My son has decided to change his eating habits. This is a wonderful thing because while he’s tall, he’s also horribly obese. When we got him on the scale a couple of days ago, he was just a couple of pounds shy of being morbidly obese.
So changing what and how he eats is a great thing.
We sat down and worked out his calories and his macronutrients and yesterday he started. Because I do the cooking most of the time, he had a pretty clean diet for the day.
In the process, he ran into an unexpected difficulty.
In fact, it was so much that he had trouble getting enough food.
This is important because, you see, my son is 17-years-old and typically eats like your stereotypical teenager. He was always hunger and was usually shoveling food down his throat at a voracious pace.
That had a lot to do with how he ended up at far too close to 300 lbs.
Yet eating a somewhat clean diet, he found a problem. He was full. He had eaten and eaten and still needed calories. He needed protein and calories, so he had a Quest protein cookie and a couple of different protein bars, just to get enough food.
Now, in fairness, he skipped breakfast. He normally did, so nothing really changed. But by missing that meal, he missed a key opportunity to eat and consume much-needed calories that he’d need later in the day.
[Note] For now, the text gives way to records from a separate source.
PR #90, opened 2019-10-03
Fix #735, keep scroll position of CKEditor and CKMirror

blutorange:
This solves primefaces-extensions/primefaces-extensions.github.com#735. CodeMirror was easy, but CKEditor is pretty complex. I added checks for the various properties of CKEditor to make sure we don't get any JavaScript errors when some of its elements are `undefined`.

* The `refresh` hook of the widgets is (sometimes) only called after the previous element was removed. So instead, we register a listener on the `scroll` event and save the current scroll position.
* Then, when the CKEditor or CodeMirror is updated via AJAX, we can restore the scroll position.
* CKEditor has got two modes, `source` and `WYSIWYG`. Depending on the mode, the scroll listener needs to be registered differently. When the editor was in source mode before an AJAX update, we also set it back to source mode after the update. Also, care needs to be taken to avoid registering a listener twice.


melloware:
Very nice job.

PR #91, opened 2019-10-09
Fix 723 Cleaned up TimePicker styling

### LINKED ISSUE #723: TimePicker: doesn't look okay with modern themes
Go to https://www.primefaces.org/showcase-ext/sections/timePicker/basicUsage.jsf and switch to nova-light for example.

jepsar:
This should fix https://github.com/primefaces-extensions/primefaces-extensions.github.com/issues/723

It's looking good on my MacBook with Chrome. We might want to test with some other browsers. I think we are alright though, since the majority of the styling is inherited from existing components (like spinner and input group)

### DIFF
--- a/src/main/java/org/primefaces/extensions/component/timepicker/TimePicker.java
+++ b/src/main/java/org/primefaces/extensions/component/timepicker/TimePicker.java
@@ -23,7 +23,6 @@ import java.util.HashMap;
 import java.util.Locale;
 import java.util.Map;
 import java.util.Map.Entry;
-
 import javax.faces.application.ResourceDependencies;
 import javax.faces.application.ResourceDependency;
 import javax.faces.component.html.HtmlInputText;
@@ -31,7 +30,6 @@ import javax.faces.context.FacesContext;
 import javax.faces.event.AjaxBehaviorEvent;
 import javax.faces.event.FacesEvent;
 import javax.faces.event.PhaseId;
-
 import org.primefaces.component.api.Widget;
 import org.primefaces.extensions.event.BeforeShowEvent;
 import org.primefaces.extensions.event.CloseEvent;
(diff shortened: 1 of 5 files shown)


melloware:
I will check this out on Edge, IE and Firefox and let you know how it looks!

melloware:
This looks good.  There are still a few issues though...

1. Look at the Spinners in Nova-Light and Nova-Dark.
image

2. The popup styling is off in the premium themes.  
**Good (Omega):**
image

**Bad (Nova-Dark):**
image

melloware (changes requested):
See comment in conversation.

jepsar:
The customization input is an issue with the showcase (the with of that input is hardcoded there). We might want to add 10 to 15px there.

What browser gave you issues with the spinners?

What is wrong with the popup (other than the button style)?

melloware:
I was testing in Chrome and Firefox.  Didn't try IE and Edge yet.  I am on Windows.

As for the popup doesn't it look really naked compared to Omega? No borders around dates etc?  Maybe its supposed to be that way it just looks awfully plain and the buttons are not styled.

image

vs Omega...

image

melloware:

This morning, he ate some peanut butter on toast to try and make life a little easier later today, so we’ll see how it goes, but even then he only fixed two pieces of toast instead of his usual four.
This isn’t because he’s not allowed more. It’s because he just wasn’t hungry.
You see, when you eat so-called “clean” foods, you aren’t eating calorically dense foods. Basically, by not eating food filled with calories in all the wrong proportions, you’re maximizing the amount of food you can eat.
Let’s look at an example.
The four-piece Chicken McNugget weighs roughly 70 grams or about 2.5 ounces. McDonald’s lists the caloric value as 180 calories.
You know what else is 180 calories? Four ounces of ground chicken. Plus, you get an additional 9 grams of protein (19 grams versus 10 grams) as well as skipping the 10 grams of carbohydrates you get in the McNuggets. Additionally, you get the exact same amount of fat, despite more food.
Now, if you only have 180 grams to devote to a protein source, ground chicken is a much better value for your diet, right?
However, this also creates some difficulties in getting enough food. The last thing you want is to lose weight too quickly. That means you need to consume food to make up for that.
And that is a lot of food.
So, what can you do if this is you? Well, for one thing, try eating smaller meals more often. This advice used to be super common and the thinking was that regular, smaller meals helped to fire up the metabolism. That thinking appears to have been debunked by the research, though, so don’t even sweat that.
However, smaller meals all you to consume more food throughout the day. Even staggering in lower calorie snacks can help. It’s a lot easier to hit 2200 if you eat six meals of 366 calories average than trying to do three of 733 calories or even worse, two meals of 1,100 calories.
Hell, even a couple protein bars and a protein cookie thrown into a backpack and a cookie to wrap up the night (in fairness, they’re good sized cookies) will make it a lot easier to get the 516 calories per meal remaining.
Now, a few points I want to make first.
Point one is that the above numbers are averages. I’m not saying you need to measure out each meal to equal a third of your caloric intake. I mean, you can, but the body doesn’t actually care all that much. You can eat a few hundred calories at breakfast, a few hundred more at lunch, then devour a big old plate of food at supper to top off for the day. That’s fine so far as I’ve been able to discern.
What matters is your total daily calories.
Point two is that while I talk mostly about calories, do not neglect your macronutrient balance. While I think it’s not a big deal to not sweat whether non-protein calories really come from carbs or fats, I do think the protein count is important. That’s not something you want to slip away from.
Instead, understand that I focus on calories because that’s the key point for weight loss. I don’t care what Weight Watchers, Nutrisystem, your buddy who does keto, or anyone else has to say about it.
It’s funny, though. The one thing almost no one associates with weight loss is struggling to eat enough food. Trust me, though, it’s a struggle you need to win. Otherwise, you can do a number to your metabolism. Believe you me, that’s not a whole lot of fun.
Luckily, you know about that trap now, so you can avoid it.